* * *
Kenzi: Jak myślisz Big M. nie zauważy, że nas nie ma?
Livka: Nie martw się, pojechała do miasta, szybko nie wróci.
Livka: Ty mała a właściwie czemu ja wszystko targam, nawet Twój winogron?
Kenzi: Bo to był Twój pomysł. A poza tym ja niosę swoją książkę.
Livka: Hej Kenzi zobacz to miejsce jest akurat na nasz piknik.
Kenzi: Ale tu jest mięciutko.

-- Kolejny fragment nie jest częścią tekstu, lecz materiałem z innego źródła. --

PR #4437, opened 2026-07-31
feat(Stack v5, iOS): Add identifier for header items animation

kmichalikk:
Closes https://github.com/software-mansion/react-native-screens-labs/issues/1711

## Description

This PR adds `identifier` prop to new iOS header implementation. The default heuristic uses visual similarity when animating items between screens. When the item that should be considered logically the same looks differently between screens, it probably going to be crossfaded instead, but when identifier is added, UIKit knows to match those 2.

> [!note]
> For now, user is expected to give valid values for identifier, with 1:1 matches between, no extra validation is present.

## Changes

- added `identifier` prop
- added SFT for testing

> [!note]
> Having the "same" items across screens with different symbols / views is required to break the heuristic, otherwise it works without the identifier. See the video attached.

https://github.com/user-attachments/assets/daf8d133-52a2-4411-8691-714079f0af5e

## Test plan

Use the SFT added in the PR. Validate the flow present in the video.

## Checklist

- [ ] Ensured that CI passes

### DIFF
--- a/ios/stack/screen/RNSStackScreenHeaderCoordinator.mm
+++ b/ios/stack/screen/RNSStackScreenHeaderCoordinator.mm
@@ -471,6 +471,14 @@
                                                                    withHeaderEventsDelegate:_eventsDelegate
                                                                             withImageLoader:_imageLoader];
 
+#if RNS_IPHONE_OS_VERSION_AVAILABLE(26_0)
+  if (@available(iOS 26.0, *)) {
+    if (item.identifier != nil) {
+      barButtonItem.identifier = item.identifier;
+    }
+  }
+#endif // RNS_IPHONE_OS_VERSION_AVAILABLE(26_0)
+
   if (item.menu != nil && item.itemId != nil) {
     RNSStackHeaderMenuToggleStateTracker *tracker = [_trackerRegistry trackerForItemId:item.itemId];
     __weak auto weakSelf = self;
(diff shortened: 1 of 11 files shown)


kmichalikk:
Haven't tested yet what happens when:
- ~user uses the same identifier for many items~ only visual issues, up to developer to keep it correct
- ~the item is in overflow menu for one of the screens~ native handles this in some way, nothing to do
- ~the items are `imageSource` and loaded asynchronously~ items not visible until loaded on push, they work correctly when going back
- ~running on iOS 18~ prop not available, I didn't see a regression

ios/stack/screen/RNSStackScreenHeaderCoordinator.mm
```diff
@@ -471,6 +471,14 @@ - (UIBarButtonItem *)buildBarButtonItemForItem:(id<RNSStackHeaderItemDataProvidi
                                                                    withHeaderEventsDelegate:_eventsDelegate
                                                                             withImageLoader:_imageLoader];
 
+#if RNS_IPHONE_OS_VERSION_AVAILABLE(26_0)
+  if (@available(iOS 26.0, *)) {
+    if (item.identifier != nil) {
+      barButtonItem.identifier = item.identifier;
```
t0maboro, line 477: Q: What happens when someone resets the value explicitly, changing the identifier to `undefined` in JS?

t0maboro (approved):

kligarski (approved):

ios/stack/screen/RNSStackScreenHeaderCoordinator.mm
kmichalikk: This works but results in item rebuild & you no longer have the identifier. Same for changing it to sth else.

PR #4440, opened 2026-08-03
fix(iOS): add fall back to window.safeAreaInsets when no ancestor provider is found 

Loloekk:
## Description

On iOS, SafeAreaView did not apply insets unless it had an ancestor provider such as Screen, tabs, or a stack container. SafeAreaView from react-native-safe-area-context similarly requires a SafeAreaProvider.

Using the SafeAreaView itself as a fallback provider (as RNSAC does with return self) does not work with our implementation. We apply insets as margin, which changes the view’s frame. UIKit then recomputes safeAreaInsets for that smaller frame, which updates the margin again and causes an infinite layout loop.

When no ancestor provider is found, this change falls back to window.safeAreaInsets. That gives stable system chrome insets (status bar, home indicator, etc.) without the feedback loop. This matches the intended no-provider case: there is no navigation chrome to account for, so window-level system insets are the correct source.

Closes https://github.com/software-mansion/react-native-screens-labs/issues/1661

## Changes

- Updated `ios/safe-area/RNSSafeAreaViewComponentView.mm` to fall back to window insets when no ancestor provider is found, instead of skipping the update

| Before | After |
| --- | --- |
| simulator_screenshot_B58A1CD0-07CC-4BF9-B77A-3368FE70E8CD | simulator_screenshot_8E9A1FA1-625E-485C-95C5-653F60CAC2BC |

## Test plan
- Minimal repro: `Test4440` — `SafeAreaView` from `react-native-screens/experimental` with no provider screen; verify insets on iOS.
- Checked `TabsContainer` inside `SafeAreaView` — works as expected (no overlaps or other layout issues).

## Checklist

- [ ] Ensured that CI passes


apps/src/tests/issue-tests/Test4440.tsx
```diff
@@ -0,0 +1,18 @@
+import * as React from 'react';
+import { Text, View } from 'react-native';
+import { SafeAreaView } from 'react-native-screens/experimental';
+export default function App() {
+  return (
+    // SafeAreaView applies insets as margin (not padding), so backgroundColor
+    // does not paint into the system safe-area — the parent shows through there.
+    <SafeAreaView
+      style={{ flex: 1, backgroundColor: 'blue' }}
```
t0maboro, line 9: nit: we have our own color palette, which you can use `import { Colors } from '@apps/shared/styling';`

apps/src/tests/issue-tests/Test4440.tsx
```diff
@@ -0,0 +1,18 @@
...
+      edges={{ top: true, bottom: true }}>
```
t0maboro, line 10: I'd extend this test a bit, allowing all 4 edges to be programmatically configurable using some Buttons and state, having an option to test more valid configurations in a single example.

ios/safe-area/RNSSafeAreaViewComponentView.mm
```diff
@@ -79,13 +79,28 @@ - (void)safeAreaProviderInsetsDidChange:(NSNotification *)notification
...
+  [super safeAreaInsetsDidChange];
+
   if (_providerView == nil) {
+    [self updateStateIfNeeded];
+  }
+}
+
+- (UIEdgeInsets)fallbackSafeAreaInsets
+{
+  return self.window.safeAreaInsets;
```
t0maboro, line 93: I have a concern about this approach that window insets aren't respecting the view's position, while on native iOS own `safeAreaInsets` are calculated with respect to the view hierarchy. Reading the value from the window may incorrectly apply the margin in e.g. modals, which are positioned below the top inset.
I see the problem with using `self` as an insets fallback combined with applying margins instead of padding.

Right now I'm considering a different approach, which would be exposing an explicit `SafeAreaProvider` component to the public API that would implement `RNSSafeAreaProviding` with its own `safeAreaInsets` + change notifications, and log a warning when there's no provider at all. Anyway, I'd wait with the final decision for @kkafar, as he did much more research regarding SAV.

t0maboro (commented):
left some comments, I'd put this PR on hold until @kkafar return from PTO

ios/safe-area/RNSSafeAreaViewComponentView.mm
kkafar: I want to cc @kligarski here.

I'm not certain about right direction here. Would it make sense to simply make a root view controller of each hierarchy a default provider in such cases? wdyt?

kligarski: > Would it make sense to simply make a root view controller of each hierarchy a default provider in such cases? wdyt?

I'm not sure what you mean here. We would need to make React's root view controller implement `RNSSafeAreaProviding`?

Regarding the issue highlighted by @t0maboro, I think I agree with the concern regarding the solution in this PR. I think we should consider either separate provider or changing how SAV work from margin to padding - I don't think we had any particular reason why we went with the margin approach but I might be forgetting something here.

kkafar: @kligarski No, I mean that we can use the root view controller / react root view as a search barrier and use it's `safeAreaInsets` as the baseline there. 

If we went for this, we'd look for a top level view controller in each view hierarchy hierarchy (main react one, or modal) and query it's view for the safe area insets.

kligarski: I'm not sure if it really helps with the issue mentioned by @t0maboro. I guess that for modals and top inset it would help but in general case if the safe area is placed partially inside the _non-safe area_, this still won't work as intelligently as UIKit usually handles it (at least I think so).

image

kkafar: I don't want to engage into making reproduction right now, but I'm not convinced that root view of modal view hierarchy will have those safe area insets like in the drawing of yours.

I think this is something for @Loloekk to verify.

kligarski: The example is a general example, not related to modal in any way.

Here is something what I meant (I had to do the repro to explain it well):

https://github.com/user-attachments/assets/336c33dd-bac8-4f33-8bc0-6b175691d625

Green box is a child of the red box with a top constraint to the safe area of the red box. Even if red box is only partially obstructed by the status bar, the green box starts just at the start of safe area, no additional distance (distance between top of red box and top of green box is not constant to status bar height but it adapts).

<details>
<summary>UIKit repro</summary>

```swift
import UIKit

class SceneDelegate: UIResponder, UIWindowSceneDelegate {
    var window: UIWindow?

    func scene(_ scene: UIScene,
               willConnectTo session: UISceneSession,
               options connectionOptions: UIScene.ConnectionOptions) {
        guard let windowScene = scene as? UIWindowScene else { return }
        let window = UIWindow(windowScene: windowScene)
        window.rootViewController = SafeAreaDebugVC()
        self.window = window
        window.makeKeyAndVisible()
    }
}

final class SafeAreaDebugVC: UIViewController {

    private let container = UIView()   // red   – offset N from top of screen
    private let child     = UIView()   // green – pinned to container's safe area top
    private let marker    = UIView()   // blue  – root view safe area top, for reference

    private let slider = UISlider()
    private let readout = UILabel()
    private var containerTop: NSLayoutConstraint!

    override func viewDidLoad() {
        super.viewDidLoad()
        view.backgroundColor = .black

        container.backgroundColor = .systemRed
        child.backgroundColor     = .systemGreen
        marker.backgroundColor    = .systemBlue

        view.addSubview(container)
        container.addSubview(child)
        view.addSubview(marker)
        view.addSubview(slider)
        view.addSubview(readout)

        readout.numberOfLines = 0
        readout.textColor = .white
        readout.font = .monospacedSystemFont(ofSize: 13, weight: .regular)

        slider.minimumValue = -40
        slider.maximumValue = 160
        slider.value = 10
        slider.addTarget(self, action: #selector(sliderChanged), for: .valueChanged)

        [container, child, marker, slider, readout].forEach {
            $0.translatesAutoresizingMaskIntoConstraints = false
        }

        containerTop = container.topAnchor.constraint(equalTo: view.topAnchor, constant: 10)

        NSLayoutConstraint.activate([
            containerTop,
            container.leadingAnchor.constraint(equalTo: view.leadingAnchor),
            container.trailingAnchor.constraint(equalTo: view.trailingAnchor),
            container.heightAnchor.constraint(equalToConstant: 300),

            // child: pinned to the CONTAINER's own safe area top
            child.topAnchor.constraint(equalTo: container.safeAreaLayoutGuide.topAnchor),
            child.leadingAnchor.constraint(equalTo: container.leadingAnchor, constant: 24),
            child.trailingAnchor.constraint(equalTo: container.trailingAnchor, constant: -24),
            child.heightAnchor.constraint(equalToConstant: 60),

            // reference line at the root view's safe area top
            marker.topAnchor.constraint(equalTo: view.safeAreaLayoutGuide.topAnchor),
            marker.leadingAnchor.constraint(equalTo: view.leadingAnchor),
            marker.widthAnchor.constraint(equalToConstant: 24),
            marker.heightAnchor.constraint(equalToConstant: 2),

            slider.leadingAnchor.constraint(equalTo: view.safeAreaLayoutGuide.leadingAnchor, constant: 24),
            slider.trailingAnchor.constraint(equalTo: view.safeAreaLayoutGuide.trailingAnchor, constant: -24),
            slider.bottomAnchor.constraint(equalTo: view.safeAreaLayoutGuide.bottomAnchor, constant: -24),

            readout.leadingAnchor.constraint(equalTo: slider.leadingAnchor),
            readout.trailingAnchor.constraint(equalTo: slider.trailingAnchor),
            readout.bottomAnchor.constraint(equalTo: slider.topAnchor, constant: -16),
        ])
    }

    @objc private func sliderChanged() {
        containerTop.constant = CGFloat(slider.value.rounded())
        view.layoutIfNeeded()   // forces safe area propagation + updateReadout via layout pass
    }

    override func viewDidLayoutSubviews() {
        super.viewDidLayoutSubviews()
        readout.text = """
        offset               : \(containerTop.constant)
        root.safeArea.top    : \(view.safeAreaInsets.top)
        container.minY       : \(container.frame.minY)
        container.safeArea   : \(container.safeAreaInsets.top)
        child.minY (in cont) : \(child.frame.minY)
        child top in window  : \(child.convert(child.bounds, to: nil).minY)
        """
    }
}

```

</details>

Loloekk: @kkafar @kligarski I’ve checked this for modals and for the general example.

Both of you are right, using the root view controller’s insets works correctly for modals. It does not work in the example corresponding to the native one above — it takes static insets, independent of where the SAV is placed.

As I discussed with @t0maboro when I started this PR, you decided to use margin rather than padding so the whole SAV stays in the safe area, not only its content. If the SAV has a background, that background should only be in the safe area.

So the only way I see is to implement a SAV provider. Of course that provider also has to be used in the right place: if it wraps both the SAV and the blue banner (as in the drawing), it will behave the same as using the window’s insets.

PR #4448, opened 2026-08-04
chore(test): Android test-stack-toolbar-nested-menu-android coverage

LKuchno:
## Description

Closes: https://github.com/software-mansion/react-native-screens-labs/issues/1715

Adds full Detox e2e coverage for the `test-stack-toolbar-nested-menu-android`
scenario — Android toolbar menus with nested submenus. The scenario screen
already existed with `e2eCoverage: 'tbd'`; this PR implements the automation
for every step and flips the coverage to `full`.

The new spec exercises the four things the scenario describes:

- submenu structure and header resolution (`menuTitle`, with a fallback to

Znalazłaś super miejsce.
Na pikniku dziewczyny poczytały książki...
(Kenzi czytała bardzo wnikliwie)
... przekąsiły podwieczorek...
Po pewnym czasie....
Kenzi: Jak myślisz Livka czy Twój Pan Żabulec zaprzyjaźnił się z moją Panną Vivien?
Livka: Na pewno.
Tymczasem nieopodal.....
Pan Żabulec: Nie uciekaj, nie uciekaj przecież nic Ci nie zrobię ;)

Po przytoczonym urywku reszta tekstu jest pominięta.